TASK OBJECTIVE: Across the entries, how many lines have the string "changes" in them? Reply with only a number.

PROVIDED MATERIAL:
PR #128, opened 2018-05-04
Handle order status as a property of assoc. authz status.

### LINKED ISSUE #110: Orders with unvalidated and expired authorizations remain in state 'pending'

cpu:
This PR updates the way Pebble handles an Order's status field to closer match the way we handle it in Boulder. This means the order's status is considered to be a calculated field derived based on the order's error/beganProcessing/certificate fields and the status/expires/error of the order's associated authorizations. Along the way the new "Ready" status was implemented. This PR also addresses the problem of the order status not being updated when an authorization is failed. Now, an order has a problem details field that is set when an authorization associated with the order has a failed challenge validation.

Resolves #110 and #98

### DIFF
--- a/core/types.go
+++ b/core/types.go
@@ -28,7 +28,7 @@ type Order struct {
 	CertificateObject    *Certificate
 }
 
-func (o Order) GetStatus(clk clock.Clock) (string, error) {
+func (o *Order) GetStatus(clk clock.Clock) (string, error) {
 	// Lock the order for reading
 	o.RLock()
 	defer o.RUnlock()
--- a/core/types.go
+++ b/core/types.go
@@ -10,6 +10,7 @@ import (
 	"sync"
 	"time"
 
+	"github.com/jmhodges/clock"
 	"github.com/letsencrypt/pebble/acme"
 	"gopkg.in/square/go-jose.v2"
 )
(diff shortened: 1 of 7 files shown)


core/types.go
```diff
@@ -23,9 +24,90 @@ type Order struct {
...
+			authzStatuses[acme.StatusExpired]++
+		}
+	}
+
+	// An order is invalid if **any** of its authzs are invalid
+	if authzStatuses[acme.StatusInvalid] > 0 {
+		return acme.StatusInvalid, nil
+	}
+
+	// An order is invalid if **any** of its authzs are expired
```
jsha: *is expired if

cpu: Good catch, thanks! Fixed in 29713fe

PR #130, opened 2018-05-12
Add certificate revocation call to the WFE.

calavera:
Adds an endpoint to the API to revoke certificates.
There are some caveats to consider:

1. It doesn't verify account ownership.
2. It doesn't verify the certificate issuer.
3. It validates the reason, but it doesn't do anything with it after.

See https://tools.ietf.org/html/draft-ietf-acme-acme-11#section-7.6

Signed-off-by: David Calavera <david.calavera@gmail.com>

### DIFF
--- a/db/memorystore.go
+++ b/db/memorystore.go
@@ -2,6 +2,7 @@ package db
 
 import (
 	"fmt"
+	"reflect"
 	"sync"
 
 	"github.com/letsencrypt/pebble/core"
@@ -169,4 +170,24 @@ func (m *MemoryStore) GetCertificateByID(id string) *core.Certificate {
 	m.RLock()
 	defer m.RUnlock()
 	return m.certificatesByID[id]
+}
+
+// GetCertificateByDER loops over all certificates to find the one that matches the provided DER bytes.
+// This method is linear and it's not optimized to give you a quick response.
+func (m *MemoryStore) GetCertificateByDER(der []byte) *core.Certificate {
+	m.RLock()
+	defer m.RUnlock()
+	for _, c := range m.certificatesByID {
+		if reflect.DeepEqual(c.DER, der) {
+			return c
+		}
+	}
+
+	return nil
+}
+
+func (m *MemoryStore) RevokeCertificate(cert *core.Certificate) {
+	m.Lock()
+	defer m.Unlock()
+	delete(m.certificatesByID, cert.ID)
 }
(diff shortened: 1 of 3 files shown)


db/memorystore.go
```diff
@@ -170,3 +171,23 @@ func (m *MemoryStore) GetCertificateByID(id string) *core.Certificate {
 	defer m.RUnlock()
 	return m.certificatesByID[id]
 }
+
+// GetCertificateByDER loops over all certificates to find the one that matches a DER.
```
cpu: nit: "a DER" -> "the provided DER bytes" ?

wfe/wfe.go
```diff
@@ -1618,3 +1620,52 @@ func uniqueLowerNames(names []string) []string {
 	sort.Strings(unique)
 	return unique
 }
+
+func (wfe *WebFrontEndImpl) RevokeCert(
```
cpu: I think the `RevokeCert` function deserves a comment that explains that it is presently implementing only **one** method of ACME revocation: Signing the revocation request by signing it with the certificate to be revoked's private key and embedding the certificate to be revoked's public key as a JWK in the JWS.

wfe/wfe.go
```diff
@@ -1618,3 +1620,52 @@ func uniqueLowerNames(names []string) []string {
...
+	ctx context.Context,
+	logEvent *requestEvent,
+	response http.ResponseWriter,
+	request *http.Request) {
+	body, _, prob := wfe.verifyPOST(ctx, logEvent, request, wfe.lookupJWK)
```
cpu: I think its worth highlighting the reason that `wfe.lookupJWK` is being used here since its an outlier compared to the usual `wfe.verifyPOST` calls used by other endpoints.

wfe/wfe.go
```diff
@@ -1618,3 +1620,52 @@ func uniqueLowerNames(names []string) []string {
...
+	err := json.Unmarshal(body, &revokeCertReq)
+	if err != nil {
+		wfe.sendError(
+			acme.MalformedProblem("Error unmarshaling certificate revocation JSON body"), response)
+		return
+	}
+
+	if revokeCertReq.Reason != nil {
+		r := *revokeCertReq.Reason
+		if r == 7 || r > 10 {
```
cpu: Can you make named constants for these? You can lift them from Boulder: https://github.com/letsencrypt/boulder/blob/e78a7bdb10a4897bd0636f00f63750afb081412d/revocation/reasons.go#L6-L20

wfe/wfe.go
cpu: It might also be a good idea to emphasize that Pebble's idea of "revocation" is to forget the certificate exists. There might be the expectation that the revocation request once processed would percolate to a CRL or an OCSP response and that's not the case for Pebble.

PR #131, opened 2018-05-30
README: Update draft # and cert revocation support.

cpu:


cpu:
> Can we instead document which revocation methods are available?

Sure, will iterate shortly.

PR #397, opened 2022-06-01
[Security ] twilio 3.29.* to 3.71.*

shadywallas:
Twilio 3.29 package includes an insecure version of `moment.js` 
https://github.com/advisories/GHSA-8hfj-j24r-96c4

**Contributing to Twilio**

### DIFF
--- a/packages/runtime-handler/package.json
+++ b/packages/runtime-handler/package.json
@@ -73,7 +73,7 @@
     "nocache": "^2.1.0",
     "normalize.css": "^8.0.1",
     "serialize-error": "^7.0.1",
-    "twilio": "3.29.2"
+    "twilio": "^3.71.2"
   },
   "gitHead": "6db273648ed19474f4125042556b10c051529912"
 }


philnash:
Thank you for taking a look at this. However this isn't a patch we can accept for now. The runtime-handler is designed to mimic the behaviour of Twilio Functions, which currently defaults to Twilio version 3.29.2. Changing that default could have consequences for applications that rely on that version and would need a plan to make that upgrade. So, this public runtime-handler will need to continue to follow that behaviour.

This should not be a problem for a couple of reasons.

Firstly, if you are building an application using Twilio Functions you can upgrade the version of the Twilio dependency yourself in your project (either in the dependencies section of the Twilio Functions UI, or if you are using the Serverless Toolkit, by updating the version in your package.json).

Secondly, the vulnerability seems to lie in the code that sets a locale for a date in moment, which the Twilio package didn't use. You can see where [moment was removed from the package here](https://github.com/twilio/twilio-node/pull/515/files) and the usage is minimal.

Thank you again for looking into this though. We always appreciate contributions, even when we can't currently accept them. Do let me know if you'd like to help out anywhere else, I'd be happy to help.

PR #410, opened 2022-08-02
chore(deps): upgrades typescript to 4.2.4

philnash:
Fixes one type issue that came up in the upgrade. The project builds now.

4.2.4 is not the latest version of TS for now. Reports around the internet showed that upgrading to TS 4.2 fixed the Prettier issues we've been seeing. Upgrading all the way to 4.7.x caused a bunch more type issues. We should plan an upgrade, in order to keep up, but there might be further effects.

**Contributing to Twilio**

### DIFF
--- a/package.json
+++ b/package.json
@@ -35,7 +35,7 @@
     "prettier": "^2.2.1",
     "rimraf": "^3.0.2",
     "ts-jest": "^26.5.0",
-    "typescript": "^3.9.7"
+    "typescript": "^4.2.4"
   },
   "lint-staged": {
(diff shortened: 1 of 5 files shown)


philnash:
ARGH. Those failures do not happen on my machine. (╯°□°)╯︵ ┻━┻

I'll remove all my node_modules and try again tomorrow.

dkundel:
I found an alternative fix for now. We should still upgrade TypeScript but it's more of a pain. #412 introduces a temporary fix

PR #412, opened 2022-08-05
Fix vulnerabilities in packages

dkundel:
- Fixes builds by overriding the `@types/prettier` for all impacted packages
- Updates all vulnerable dependencies
- Updates TypeScript for `@twilio-labs/serverless-api` so it can handle the `file-type` package
- Removes Node.js 12 from package generation
- Turns off the unit tests that were testing `file-type` until we can figure out what is the issue with Jest + TypeScript + ESM/CJS
- Turns off Typedoc until we figure out how to fix the configuration with the new major version

**Contributing to Twilio**


dkundel:
I'm aware that the deployment currently doesn't work since I removed the generation of the Typedoc from the PR. I'll open a separate PR next week to re-enable them.

packages/serverless-api/tsconfig.json
```diff
@@ -2,7 +2,13 @@
   "extends": "../../tsconfig.base.json",
   "compilerOptions": {
     "declaration": true,
-    "outDir": "./dist" /* Redirect output structure to the directory. */
+    "outDir": "./dist" /* Redirect output structure to the directory. */,
```
bnb, line 5: Does TS allow comments in JSON?

packages/twilio-run/package.json
```diff
@@ -53,14 +53,15 @@
     "cosmiconfig": "^7.0.0",
     "debug": "^3.1.0",
     "dotenv": "^6.2.0",
+    "enquirer": "^2.3.6",
```
bnb, line 56: I see this is added but nothing in this PR uses it?

packages/serverless-api/package.json
```diff
@@ -10,7 +10,7 @@
     "build": "tsc",
     "watch": "tsc --watch",
     "build:noemit": "tsc --noEmit",
-    "docs": "typedoc --options typedoc.json",
+    "docs": "echo 'fix typedoc --options typedoc.json'; exit 1;",
```
bnb, line 13: Is it intended that `npm run docs` will now log a command and exit with a failure (non-zero)?

bnb (approved):
outside of TS changes, YAML and JSON changes look as I'd expect them to. I've left a few comments above but they're not blocking - my assumption is there's reasons for them that I'm just not aware of.

packages/twilio-run/package.json
bnb: Ah, I see your note about the typedoc. I'll resolve this since you addressed it already :)

packages/serverless-api/package.json
bnb: Ah, I see your note about the typedoc. I'll resolve this since you addressed it already :)

packages/serverless-api/tsconfig.json
dkundel: Yep :)

packages/twilio-run/package.json
dkundel: It's a peer dependency of listr2 that was giving issues if not installed separately

packages/serverless-api/package.json
dkundel: jep so I don't forget about it :D

packages/runtime-handler/package.json
```diff
@@ -73,7 +73,10 @@
     "nocache": "^2.1.0",
     "normalize.css": "^8.0.1",
     "serialize-error": "^7.0.1",
-    "twilio": "3.29.2"
+    "twilio": "3.80.0"
```
philnash, line 76: Late comment here, but shouldn't this match the default in Functions? And then we have the method that requires the project's Twilio dependency and falls back to this one? @dkundel

PR #427, opened 2022-10-06
chore: override broken @types package to avoid TS bump

dkundel:
Overriding a package that's incompatible with TS 3.9 (what we are currently using) as it's breaking the CI system. We should upgrade to the latest TypeScript major and pin @types packages respectively but that's a bigger effort.

**Contributing to Twilio**

### DIFF
--- a/package.json
+++ b/package.json
@@ -38,7 +38,8 @@
     "typescript": "^3.9.7"
   },
   "overrides": {
-    "@types/prettier": "2.6.0"
+    "@types/prettier": "2.6.0",
+    "@types/express-serve-static-core": "ts3.9"
   },
   "lint-staged": {
     "*.{js,jsx,ts,tsx}": [
--- a/packages/runtime-handler/package.json
+++ b/packages/runtime-handler/package.json
@@ -76,7 +76,8 @@
     "twilio": "3.80.0"
   },
   "overrides": {
-    "@types/prettier": "2.6.0"
+    "@types/prettier": "2.6.0",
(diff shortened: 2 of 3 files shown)


package.json
```diff
@@ -38,7 +38,8 @@
     "typescript": "^3.9.7"
   },
   "overrides": {
-    "@types/prettier": "2.6.0"
+    "@types/prettier": "2.6.0",
+    "@types/express-serve-static-core": "ts3.9"
```
bnb, line 42: Are these types needed here? It does not seem like this specific package.json has a dependency on Express. Perhaps this is just a part of how Lerna works that I'm not familiar with?

bnb (commented):
Are you okay with the override being relative? You're using a tag rather than a version so the version could change out from under you the future.

If so, this LGTM. If not, might want to pin to a specific version ([4.17.28](https://www.npmjs.com/package/@types/express-serve-static-core/v/4.17.28) is what the tag currently points to).

package.json
dkundel: I don't think it's strictly necessary here. Npm overrides gives me a headache at times and wanted to be extra sure that the wrong version can't be anywhere in the path especially since we run TypeScript typically from the root. There's definitely some overall dependency cleanup we can do.

dkundel:
I'm trying to see if tags actually work for this pretty reliably so that in the future we can tag more @types dependencies with the tag rather than version range. If it doesn't work I'll revert to the fixed version.

PR #433, opened 2022-10-28
feat(packages/twilio-run): regionalize toolkit config and api

mbeldartwilio:
**Contributing to Twilio**

### DIFF
--- a/packages/serverless-api/src/api/utils/api-client.ts
+++ b/packages/serverless-api/src/api/utils/api-client.ts
@@ -1,5 +1,13 @@
 import { ClientConfig } from '../../types';
 
+const regionEdgeMap: { [index: string]: string } = {
+  us1: 'ashburn',
+  au1: 'sydney',
+  ie1: 'dublin',
+  'stage-us1': 'ashburn',
+  'stage-au1': 'sydney',
+};
+
 export function getApiUrl(
   config: ClientConfig,
   product = 'serverless',
@@ -7,8 +15,15 @@ export function getApiUrl(
 ): string {
   const configEdge = config.edge || process.env.TWILIO_EDGE;
   const configRegion = config.region || process.env.TWILIO_REGION;
+  const region = configRegion ? `${configRegion}.` : '';
+
+  if (!configEdge && configRegion) {
+    const defaultEdge = regionEdgeMap[configRegion]
+      ? `${regionEdgeMap[configRegion]}.`
+      : '';
+    return `https://${product}.${defaultEdge}${region}twilio.com/${apiVersion}`;
+  }
 
   const edge = configEdge ? `${configEdge}.` : '';
-  const region = configRegion ? `${configRegion}.` : '';
   return `https://${product}.${edge}${region}twilio.com/${apiVersion}`;
 }
--- a/packages/twilio-run/__tests__/config/global.test.ts
+++ b/packages/twilio-run/__tests__/config/global.test.ts
@@ -145,4 +145,69 @@ describe('readSpecializedConfig', () => {
       env: '.env.stage',
     });
   });
+
+  test('account + region config override', () => {
+    __setTestConfig({
+      serviceSid: 'ZS11112222111122221111222211112222',
+      env: '.env.example',
+      commands: {
+        deploy: {
+          functionsFolder: '/tmp/functions',
+        },
+      },
+      environments: {
+        prod: {
+          serviceSid: 'ZS11112222111122221111222211112223',
+          env: '.env.prod',
+        },
+      },
+      projects: {
+        'AC11112222111122221111222211114444:au1': {
+          serviceSid: 'ZS11112222111122221111222211114444',
+        },
+        'AC11112222111122221111222211114444:ie1': {
+          serviceSid: 'ZS11112222111122221111222211114445',
+        },
+        AC11112222111122221111222211114444: {
+          serviceSid: 'ZS11112222111122221111222211114446',
+        },
+      },
+    });
+
+    expect(
+      readSpecializedConfig('/tmp', '.twilioserverlessrc', 'deploy', {
+        environmentSuffix: 'prod',
+        username: 'AC11112222111122221111222211114444',
+        region: 'ie1',
+      })
+    ).toEqual({
+      serviceSid: 'ZS11112222111122221111222211114445',
+      functionsFolder: '/tmp/functions',
+      env: '.env.prod',
+    });
+
+    expect(
+      readSpecializedConfig('/tmp', '.twilioserverlessrc', 'deploy', {
+        environmentSuffix: 'prod',
+        username: 'AC11112222111122221111222211114444',
+        region: 'au1',
+      })
+    ).toEqual({
+      serviceSid: 'ZS11112222111122221111222211114444',
+      functionsFolder: '/tmp/functions',
+      env: '.env.prod',
+    });
+
+    expect(
+      readSpecializedConfig('/tmp', '.twilioserverlessrc', 'deploy', {
+        environmentSuffix: 'prod',
+        username: 'AC11112222111122221111222211114444',
+        region: 'us1',
+      })
+    ).toEqual({
+      serviceSid: 'ZS11112222111122221111222211114446',
+      functionsFolder: '/tmp/functions',
+      env: '.env.prod',
+    });
+  });
 });
--- a/packages/twilio-run/src/config/deploy.ts
+++ b/packages/twilio-run/src/config/deploy.ts
@@ -99,7 +99,8 @@ export async function getConfigFromFlags(
         ? flags.username
         : username.startsWith('AC')
         ? username
-        : externalCliOptions?.accountSid
+        : externalCliOptions?.accountSid,
+      flags.region
     ));
 
   const pkgJson = await readPackageJsonContent(flags);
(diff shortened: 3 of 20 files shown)


packages/twilio-run/src/serverless-api/utils.ts
```diff
@@ -35,6 +36,18 @@ export async function getFunctionServiceSid(
   if (username) {
     debug('Attempting to read serviceSid from a deployinfo file');
     const deployInfoCache = getDeployInfoCache(cwd);
+    if (
+      deployInfoCache &&
+      deployInfoCache[`${username}:${region}`] &&
+      deployInfoCache[username].serviceSid
```
dkundel:
```suggestion
      deployInfoCache[`${username}:${region}`].serviceSid
```
Otherwise this if statement would fail.

Can you also make sure to add a fallback if `deployInfoCache[username]` is available but `deployInfoCache[`${username}:${region}`]` is not available?

packages/twilio-run/src/utils/deployInfoCache.ts
```diff
@@ -71,9 +72,15 @@ export function updateDeployInfoCache(
     deployInfoCacheFileName
   );
 
+  if (username in currentDeployInfoCache) {
```
dkundel: Instead of `in` can use use `currentDeployInfoCache[username]` or even `currentDeployInfoCache.hasOwnProperty(username)`? 

The other thing to consider is that right now this would delete even if you don't deploy to that region. Let's say you deploy to `ie1` it would delete the old entry entirely. So I think we should only do that if `region === 'us1'`.

dkundel (changes requested):
Excited for this :) Left a couple of initial comments

packages/twilio-run/src/serverless-api/utils.ts
mbeldartwilio: For fallback, I have kept the logic as is [here](https://github.com/twilio-labs/serverless-toolkit/pull/433/files#diff-3a6a3698899b9890e5faaef4af544dcf18f4bd8f68a1d7edf335fbedbf81a2d5R51-R62)

Would that suffice?

dkundel: Ah yeah that should work. It was collapased in the code review tab

packages/serverless-api/src/api/utils/api-client.ts
```diff
@@ -1,14 +1,29 @@
...
   config: ClientConfig,
   product = 'serverless',
   apiVersion = 'v1'
 ): string {
   const configEdge = config.edge || process.env.TWILIO_EDGE;
   const configRegion = config.region || process.env.TWILIO_REGION;
+  const region = configRegion ? `${configRegion}.` : '';
+
+  if (!configEdge && configRegion) {
+    const defaultEdge = regionEdgeMap[configRegion]
```
vingiarrusso, line 21: It looks like this will silently ignore invalid regions and replace them with default.  Should we throw an error back to the user here and let them know the region they specified is not a valid region for Serverless API?

mbeldartwilio, line 21: I remember Dom mentioning, we should let toolkit fallback to the API and be dumb about this.

packages/twilio-run/src/serverless-api/utils.ts
```diff
@@ -35,6 +37,18 @@ export async function getFunctionServiceSid(
   if (username) {
     debug('Attempting to read serviceSid from a deployinfo file');
     const deployInfoCache = getDeployInfoCache(cwd);
+    if (
+      deployInfoCache &&
+      deployInfoCache[`${username}:${region}`] &&
+      deployInfoCache[`${username}:${region}`].serviceSid
```
vingiarrusso: can we use optional chaining here?  ```if (deployInfoCache[`${username}:${region}`]?.serviceSid) ...```

packages/serverless-api/src/api/utils/api-client.ts
vingiarrusso: ~~Hm.  Yes, but in this case, it's not exactly expected or desired behavior imo.  If i recall the conversation correctly, we discussed if the user specifies an edge we don't have, and then we try to use that edge in the URL, then they'd get a 404 back which isn't great or specific, but at least it would fail.  In this case, you specify an invalid region and end up with something deployed to US1, which is kind of unexpected.  @dkundel thoughts?~~

edit: misread what this did

vingiarrusso: oh wait, im totally misreading!  my fault.  That looks like what this will do.  Okay all good :)

packages/twilio-run/src/serverless-api/utils.ts
classactcollin: You should be able to since the node version is >14.

packages/twilio-run/src/config/global.ts
```diff
@@ -68,12 +69,20 @@ export function readSpecializedConfig<T extends CommandConfigurationNames>(
...
-    result = {
-      ...result,
-      ...projectsConfig[opts.username],
-    };
+    if (projectsConfig[`${opts.username}:${opts.region}`]) {
+      result = {
+        ...result,
+        ...projectsConfig[`${opts.username}:${opts.region}`],
+      };
+    } else if (opts.region === 'us1' || opts.region === undefined) {
```
vincianechen, line 80: do we need to put this first? not sure if we're allowing `username:us1`, but it seems like the `opts.region === 'us1'` case would fall into the if block, so we should remove it or swap the if and else if blocks.

packages/twilio-run/src/utils/deployInfoCache.ts
```diff
@@ -71,9 +72,15 @@ export function updateDeployInfoCache(
     deployInfoCacheFileName
   );
 
+  if (currentDeployInfoCache.hasOwnProperty(username) && region === 'us1') {
+    debug('Invalid format for deploy info key. Overriding with region us1');
```
vincianechen, line 76: i'm confused about this block, is the username always an account sid? if so, it seems like this would only be invalid if just the account sid key is in the cache, but the region is not `us1`? lmk if i'm misunderstanding though.

packages/twilio-run/__tests__/config/global.test.ts
```diff
@@ -145,4 +145,69 @@ describe('readSpecializedConfig', () => {
       env: '.env.stage',
     });
   });
+
+  test('account + region config override', () => {
+    __setTestConfig({
+      serviceSid: 'ZS11112222111122221111222211112222',
```
vincianechen, line 151: the sid convention is a little confusing here, is this service sid supposed to match up with any of the ones below? or does only the service sids in `projects` matter for this test?

packages/twilio-run/src/serverless-api/utils.ts
mbeldartwilio: Ideally, this project should support node12 and above (from readme)
I would like to know Dom's opinion as node12 is deprecated already.

dkundel: I'm okay with moving to Node 14 now. I think that's outdated in the README since twilio-run itself already only supports Node 14 since a few versions ago

packages/twilio-run/src/config/global.ts
mbeldartwilio: I think logic you mentioned would fail in following case:
`region=us1` and the config file with `account:us1`.

And yes, we will be allowing accountsid:us1

packages/twilio-run/src/utils/deployInfoCache.ts
mbeldartwilio: this is handling the case where user has passed `us1` in new build request but the existing config is still using 'username' and not 'username:us1'.

We wan't to remove 'username' as we are adding 'username:us1'. (see next few lines)

packages/twilio-run/__tests__/config/global.test.ts
mbeldartwilio: from what I understand, the ZS...22 is default servicesid. Other service sids under "envs" and "accounts" supposed to override the default one.

vingiarrusso (approved):

packages/twilio-run/src/serverless-api/utils.ts
```diff
@@ -49,20 +55,22 @@ export async function getFunctionServiceSid(
   }
 
   debug('Could not determine existing serviceSid');
+  debug(`${username}:${region}`);
   return undefined;
 }
 
 export async function saveLatestDeploymentData(
```
dkundel, line 62: It looks like you are missing in the `packages/twilio-run/src/commands/deploy.ts` file an update to the call of `saveLatestDeploymentData` that passes `config.region`.

packages/twilio-run/src/config/deploy.ts
```diff
@@ -74,6 +74,7 @@ export async function getConfigFromFlags(
       (externalCliOptions && externalCliOptions.accountSid) ||
       undefined,
     environmentSuffix: flags.environment,
+    region: flags.region,
```
dkundel, line 77: The calls to `getFunctionServiceSid` are missing the `region` passed in as the cache from the `twilioDeployInfo` file are not being read. Same applies in the other files.

dkundel (changes requested):
The `.twilioserverlessrc` behavior changes and the edge fallbacks work flawlessly. For the `.twiliodeplyinfo` changes it looks like the regions are not being passed for read and write all the way down. Can you change that? :)

dkundel (approved):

EXERCISE ANSWER: 4